İZ GAZETE- Eğitim Sen, 15 Temmuz 2016 sonra ihraç edilen KESK üyeleri için yaptığı oturma eyleminde 193. haftaya geldi. Karşıyaka İskelesi önünde gerçekleştirilen eylemde, basın açıklamasını Eğitim Sen İzmir 2 Nolu Şube Başkanı Veysel Beyazadam okudu.
Yapılan açıklamada şu ifadeler kullanıldı:
"KESK’li emekçiler olarak bu gün 193. kez bir araya geldik, “yılmıyoruz” demek için, “OHAL Komisyonu derhal lağvedilmelidir” diye haykırmak için, “haksız ve hukuksuz yere KHK zulmü ile işlerinden edilen arkadaşlarımız işlerine derhal geri döndürülmelidir” talebimizi bir kez daha hep birlikte dillendirmek için bir aradayız. Bu gün, dün birinci yılını dolduran Boğaziçi üniversitesi direnişini selamlamak için de bir aradayız!
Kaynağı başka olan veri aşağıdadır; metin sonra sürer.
PR #240, opened 2015-03-25
Error end args

jcorbin:
r: @Raynos

### DIFF
--- a/node/reqres.js
+++ b/node/reqres.js
@@ -135,6 +135,9 @@ TChannelOutgoingRequest.prototype.sendParts = function sendParts(parts, isLast) 
             // TODO: could probably happen normally, like say if a
             // streaming request is canceled
             throw new Error('got frame in done state'); // TODO: typed error
+        case States.Error:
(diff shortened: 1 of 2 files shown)


node/reqres.js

20 Temmuz sivil darbesi sonrası yaklaşık 130.000 kamu emekçisi ihraç edildi. Kişiye özgü KHK’ler ile, isimsiz ihbar mektupları ile, nereden geldiği belli olmayan telefon ihbarları ile “eşitlik” diyen, “demokrasi” diyen, emekten yana duran, barışı savunan arkadaşlarımız bir gecede işlerinden oluverdiler. 685 Sayılı KHK ile kurulan OHAL İşlemlerini İnceleme Komisyonuna havale edilen ihraç işlemlerinin incelemesi sürmektedir. Ancak hep söylediğimiz gibi, OHAL komisyonu hukuksuzdur, çalışma ilkeleri ve karar alma mekanizmları belli olmayan OHAL komisyonu meşru değildir, OHAL komisyonunun yaptığı bir oyalamadan ibarettir. OHAL komisyonu derhal lağvedilmeli ve tüm arkadaşlarımız işlerine geri iade edilmelidir.
O dönemki uygulamalar, günümüzde de sürmektedir. Fişlemeler, güvenlik souşturmaları, nereden geldiği belli olmayan istihbarat bilgileri ile kamu emekçileri ötekileştirilmekte, işyerlerinde ayrımcılığa maruz bırakılmakta, disiplin soruşturmaları, savcılık soruşturmaları gibi mekanizmlarla yıldırılmaya çalışılmakta, kimi yerlerde de işlerinden olmaktadır. Biliyoruz ki OHAL koşulları hala kalkmamıştır, ve bu zulmü yapanlar bilmelidir ki “hesap vereceğiniz zaman günden güne yaklaşmaktadır!”. Çöken ekonomik sistem, kalmayan demokrasi, yitirilen barış ortamı, kayyumlarınızla kurumlarda bitirdiğiniz liyakat, kaçamayacağınız sonunuzu her gün biraz daha yaklaştırmaktadır. Çünkü yürüttüğünüz politikalar ile yitirdiğimiz tüm değerleri ve ilkeleri savunan ve ödediği her türlü bedele rağmen savunmaya da devam edecek olan emekçiler burada, alanlarda, işyerlerinde tüm mahallelerde ve her yerde! KESK’li emekçiler yılmadı yılmayacak!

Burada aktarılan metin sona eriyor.